> **WORK TASK**
Retype each line of the listing below, from the first through the one holding "So, instead of", with no other lines.
■ ■ ■ ■ ■
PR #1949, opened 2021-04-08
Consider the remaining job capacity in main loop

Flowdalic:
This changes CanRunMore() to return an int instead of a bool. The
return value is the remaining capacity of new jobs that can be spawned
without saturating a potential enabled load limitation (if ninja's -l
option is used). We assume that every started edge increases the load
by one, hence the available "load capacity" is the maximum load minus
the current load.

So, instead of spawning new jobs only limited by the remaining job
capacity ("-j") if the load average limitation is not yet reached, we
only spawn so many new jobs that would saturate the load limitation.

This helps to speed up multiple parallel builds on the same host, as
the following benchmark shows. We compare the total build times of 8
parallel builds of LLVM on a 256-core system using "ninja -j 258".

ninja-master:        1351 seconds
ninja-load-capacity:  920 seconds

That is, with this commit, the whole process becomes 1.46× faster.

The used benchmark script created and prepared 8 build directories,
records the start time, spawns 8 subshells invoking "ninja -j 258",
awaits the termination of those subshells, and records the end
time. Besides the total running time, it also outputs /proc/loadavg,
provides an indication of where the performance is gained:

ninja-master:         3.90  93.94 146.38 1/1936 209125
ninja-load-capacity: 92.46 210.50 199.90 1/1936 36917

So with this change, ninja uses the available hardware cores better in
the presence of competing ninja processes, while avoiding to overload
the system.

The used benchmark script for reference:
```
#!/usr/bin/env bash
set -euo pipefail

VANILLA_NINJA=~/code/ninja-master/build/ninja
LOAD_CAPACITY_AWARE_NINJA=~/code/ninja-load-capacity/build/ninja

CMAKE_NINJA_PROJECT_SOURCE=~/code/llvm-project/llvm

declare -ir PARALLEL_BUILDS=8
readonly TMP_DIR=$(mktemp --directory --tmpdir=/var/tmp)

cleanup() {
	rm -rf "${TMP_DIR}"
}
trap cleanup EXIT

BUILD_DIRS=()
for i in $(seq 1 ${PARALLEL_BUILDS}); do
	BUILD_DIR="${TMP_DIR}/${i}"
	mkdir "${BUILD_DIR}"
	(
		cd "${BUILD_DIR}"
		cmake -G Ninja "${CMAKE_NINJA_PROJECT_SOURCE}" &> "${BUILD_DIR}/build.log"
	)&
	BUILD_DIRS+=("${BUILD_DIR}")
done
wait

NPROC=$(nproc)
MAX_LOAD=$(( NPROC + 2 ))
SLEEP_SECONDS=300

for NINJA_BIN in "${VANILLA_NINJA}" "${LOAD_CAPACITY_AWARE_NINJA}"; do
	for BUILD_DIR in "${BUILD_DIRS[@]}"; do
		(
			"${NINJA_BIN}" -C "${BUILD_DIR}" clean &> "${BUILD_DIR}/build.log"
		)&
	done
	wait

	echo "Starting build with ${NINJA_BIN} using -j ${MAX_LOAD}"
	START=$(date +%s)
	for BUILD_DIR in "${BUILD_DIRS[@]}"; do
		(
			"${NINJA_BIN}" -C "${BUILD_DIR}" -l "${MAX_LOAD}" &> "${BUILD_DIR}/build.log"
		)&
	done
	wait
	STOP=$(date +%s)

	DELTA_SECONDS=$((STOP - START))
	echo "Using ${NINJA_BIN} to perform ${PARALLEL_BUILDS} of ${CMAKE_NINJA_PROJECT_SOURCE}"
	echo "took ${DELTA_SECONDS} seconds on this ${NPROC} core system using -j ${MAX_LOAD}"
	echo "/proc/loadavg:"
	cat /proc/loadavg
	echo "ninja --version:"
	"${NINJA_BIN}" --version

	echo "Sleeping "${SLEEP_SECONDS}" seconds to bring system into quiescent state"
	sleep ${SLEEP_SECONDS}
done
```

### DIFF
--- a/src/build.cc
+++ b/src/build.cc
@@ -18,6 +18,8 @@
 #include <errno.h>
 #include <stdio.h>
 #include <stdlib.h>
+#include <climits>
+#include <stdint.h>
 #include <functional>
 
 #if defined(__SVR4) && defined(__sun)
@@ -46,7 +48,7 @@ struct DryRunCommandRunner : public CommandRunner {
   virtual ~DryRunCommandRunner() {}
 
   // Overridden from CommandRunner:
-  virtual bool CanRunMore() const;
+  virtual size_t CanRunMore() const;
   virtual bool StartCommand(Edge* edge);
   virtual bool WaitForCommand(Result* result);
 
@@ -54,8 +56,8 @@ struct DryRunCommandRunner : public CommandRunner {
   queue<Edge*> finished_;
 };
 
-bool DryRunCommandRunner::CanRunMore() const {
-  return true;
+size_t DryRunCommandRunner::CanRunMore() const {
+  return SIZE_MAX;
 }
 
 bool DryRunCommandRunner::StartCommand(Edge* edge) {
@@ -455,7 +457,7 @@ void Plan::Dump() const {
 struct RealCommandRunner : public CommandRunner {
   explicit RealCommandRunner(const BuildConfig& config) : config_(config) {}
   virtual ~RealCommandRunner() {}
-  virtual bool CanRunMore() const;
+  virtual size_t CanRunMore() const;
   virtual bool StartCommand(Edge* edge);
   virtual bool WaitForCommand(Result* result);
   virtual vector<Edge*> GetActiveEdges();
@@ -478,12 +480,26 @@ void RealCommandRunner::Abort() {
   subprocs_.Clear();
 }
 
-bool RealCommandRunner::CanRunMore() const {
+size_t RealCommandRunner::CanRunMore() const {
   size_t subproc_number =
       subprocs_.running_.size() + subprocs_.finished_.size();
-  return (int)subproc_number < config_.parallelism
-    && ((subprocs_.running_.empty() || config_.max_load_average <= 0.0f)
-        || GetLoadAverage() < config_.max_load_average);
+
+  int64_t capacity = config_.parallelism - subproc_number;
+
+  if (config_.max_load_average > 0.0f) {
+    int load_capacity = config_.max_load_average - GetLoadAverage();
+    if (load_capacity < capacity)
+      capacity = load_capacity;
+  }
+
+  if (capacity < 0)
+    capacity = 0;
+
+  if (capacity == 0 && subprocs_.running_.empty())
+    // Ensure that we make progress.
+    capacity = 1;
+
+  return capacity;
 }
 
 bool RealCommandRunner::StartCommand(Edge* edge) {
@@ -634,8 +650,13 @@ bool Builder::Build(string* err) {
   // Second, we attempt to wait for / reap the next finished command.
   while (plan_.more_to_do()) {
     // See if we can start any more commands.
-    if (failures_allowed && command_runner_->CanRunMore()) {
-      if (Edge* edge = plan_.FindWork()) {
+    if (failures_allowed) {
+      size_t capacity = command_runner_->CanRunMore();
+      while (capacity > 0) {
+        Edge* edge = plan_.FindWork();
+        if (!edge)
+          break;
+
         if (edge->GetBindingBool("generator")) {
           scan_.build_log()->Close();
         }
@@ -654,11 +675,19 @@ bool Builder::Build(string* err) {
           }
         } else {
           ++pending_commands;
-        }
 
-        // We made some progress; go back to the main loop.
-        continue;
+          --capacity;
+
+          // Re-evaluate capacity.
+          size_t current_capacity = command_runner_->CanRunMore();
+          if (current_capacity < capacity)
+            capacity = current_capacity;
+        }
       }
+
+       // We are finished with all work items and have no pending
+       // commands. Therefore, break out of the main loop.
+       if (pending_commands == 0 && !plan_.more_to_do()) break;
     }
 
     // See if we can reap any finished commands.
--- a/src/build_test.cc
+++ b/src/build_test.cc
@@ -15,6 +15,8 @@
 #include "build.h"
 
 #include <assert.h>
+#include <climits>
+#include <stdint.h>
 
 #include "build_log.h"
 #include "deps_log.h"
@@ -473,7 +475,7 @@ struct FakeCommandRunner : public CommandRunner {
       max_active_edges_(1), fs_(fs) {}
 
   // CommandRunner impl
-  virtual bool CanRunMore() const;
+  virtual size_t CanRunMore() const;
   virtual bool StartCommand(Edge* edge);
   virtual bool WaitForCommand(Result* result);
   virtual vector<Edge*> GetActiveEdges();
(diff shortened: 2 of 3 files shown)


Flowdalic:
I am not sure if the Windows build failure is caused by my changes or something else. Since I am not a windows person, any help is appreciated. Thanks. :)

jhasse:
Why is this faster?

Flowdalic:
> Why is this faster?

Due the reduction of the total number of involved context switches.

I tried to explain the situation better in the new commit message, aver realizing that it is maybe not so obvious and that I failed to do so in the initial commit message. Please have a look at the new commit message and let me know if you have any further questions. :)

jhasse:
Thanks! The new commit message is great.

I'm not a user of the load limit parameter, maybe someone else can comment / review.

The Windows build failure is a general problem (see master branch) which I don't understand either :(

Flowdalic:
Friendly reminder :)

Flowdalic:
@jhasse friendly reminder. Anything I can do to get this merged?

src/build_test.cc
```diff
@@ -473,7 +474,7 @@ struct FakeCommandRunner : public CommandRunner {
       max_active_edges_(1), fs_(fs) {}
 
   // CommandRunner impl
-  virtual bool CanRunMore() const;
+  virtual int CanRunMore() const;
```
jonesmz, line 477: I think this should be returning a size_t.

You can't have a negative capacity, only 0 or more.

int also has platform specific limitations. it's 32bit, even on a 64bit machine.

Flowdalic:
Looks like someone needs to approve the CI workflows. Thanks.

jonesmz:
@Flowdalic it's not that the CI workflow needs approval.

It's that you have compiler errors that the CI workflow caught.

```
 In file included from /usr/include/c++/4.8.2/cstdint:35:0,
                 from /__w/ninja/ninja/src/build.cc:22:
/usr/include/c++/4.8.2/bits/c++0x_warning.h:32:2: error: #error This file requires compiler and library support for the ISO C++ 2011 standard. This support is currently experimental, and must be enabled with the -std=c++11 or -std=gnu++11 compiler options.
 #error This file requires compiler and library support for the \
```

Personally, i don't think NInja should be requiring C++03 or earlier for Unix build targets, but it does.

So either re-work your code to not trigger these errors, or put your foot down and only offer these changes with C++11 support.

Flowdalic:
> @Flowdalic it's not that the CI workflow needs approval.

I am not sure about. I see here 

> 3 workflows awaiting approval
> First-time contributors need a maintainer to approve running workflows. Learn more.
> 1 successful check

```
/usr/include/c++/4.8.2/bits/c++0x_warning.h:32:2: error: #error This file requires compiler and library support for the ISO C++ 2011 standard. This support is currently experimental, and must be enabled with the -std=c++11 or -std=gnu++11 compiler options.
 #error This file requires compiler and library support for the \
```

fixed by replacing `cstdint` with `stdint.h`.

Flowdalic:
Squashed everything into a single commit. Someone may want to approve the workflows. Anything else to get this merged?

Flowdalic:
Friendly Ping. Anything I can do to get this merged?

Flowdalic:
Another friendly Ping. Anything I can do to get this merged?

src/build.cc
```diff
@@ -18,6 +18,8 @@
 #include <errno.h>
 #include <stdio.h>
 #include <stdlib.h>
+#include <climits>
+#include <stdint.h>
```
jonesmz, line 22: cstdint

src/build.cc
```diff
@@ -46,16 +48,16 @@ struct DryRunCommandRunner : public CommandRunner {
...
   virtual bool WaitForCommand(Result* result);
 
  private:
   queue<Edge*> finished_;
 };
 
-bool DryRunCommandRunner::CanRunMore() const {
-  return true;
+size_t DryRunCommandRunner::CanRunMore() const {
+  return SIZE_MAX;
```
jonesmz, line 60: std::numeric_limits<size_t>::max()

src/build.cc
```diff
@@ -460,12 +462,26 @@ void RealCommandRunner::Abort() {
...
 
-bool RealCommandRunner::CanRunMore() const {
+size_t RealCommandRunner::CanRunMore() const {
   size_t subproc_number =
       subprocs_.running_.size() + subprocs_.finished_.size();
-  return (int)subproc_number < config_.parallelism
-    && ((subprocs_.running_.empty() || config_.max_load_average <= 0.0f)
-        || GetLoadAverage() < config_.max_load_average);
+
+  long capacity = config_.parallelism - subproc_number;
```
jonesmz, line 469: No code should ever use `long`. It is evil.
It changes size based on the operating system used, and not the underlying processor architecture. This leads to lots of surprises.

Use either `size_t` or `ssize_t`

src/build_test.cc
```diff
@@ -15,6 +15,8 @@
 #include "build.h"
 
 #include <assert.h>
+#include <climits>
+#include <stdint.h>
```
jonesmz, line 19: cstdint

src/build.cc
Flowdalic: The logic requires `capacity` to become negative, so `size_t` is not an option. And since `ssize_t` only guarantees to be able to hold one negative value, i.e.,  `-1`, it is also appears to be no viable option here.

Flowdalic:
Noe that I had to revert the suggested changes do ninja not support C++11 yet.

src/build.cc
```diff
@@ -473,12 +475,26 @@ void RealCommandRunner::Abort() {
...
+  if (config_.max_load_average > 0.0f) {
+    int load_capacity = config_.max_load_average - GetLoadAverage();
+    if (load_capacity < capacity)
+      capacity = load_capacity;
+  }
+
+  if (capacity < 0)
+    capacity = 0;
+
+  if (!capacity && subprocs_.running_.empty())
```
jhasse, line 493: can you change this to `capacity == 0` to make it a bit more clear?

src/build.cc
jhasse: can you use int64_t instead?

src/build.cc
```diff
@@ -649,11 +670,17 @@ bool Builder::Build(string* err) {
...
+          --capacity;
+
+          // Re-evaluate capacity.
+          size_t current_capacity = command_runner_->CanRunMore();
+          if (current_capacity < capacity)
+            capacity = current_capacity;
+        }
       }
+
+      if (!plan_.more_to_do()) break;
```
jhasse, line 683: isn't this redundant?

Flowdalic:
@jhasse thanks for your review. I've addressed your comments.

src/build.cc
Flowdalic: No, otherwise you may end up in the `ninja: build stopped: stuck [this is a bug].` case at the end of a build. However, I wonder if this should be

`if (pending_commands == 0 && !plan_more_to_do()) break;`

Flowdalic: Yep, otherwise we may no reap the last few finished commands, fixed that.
■ ■ ■ ■ ■
> **EXPECTED ANSWER**
PR #1949, opened 2021-04-08
Consider the remaining job capacity in main loop

Flowdalic:
This changes CanRunMore() to return an int instead of a bool. The
return value is the remaining capacity of new jobs that can be spawned
without saturating a potential enabled load limitation (if ninja's -l
option is used). We assume that every started edge increases the load
by one, hence the available "load capacity" is the maximum load minus
the current load.

So, instead of spawning new jobs only limited by the remaining job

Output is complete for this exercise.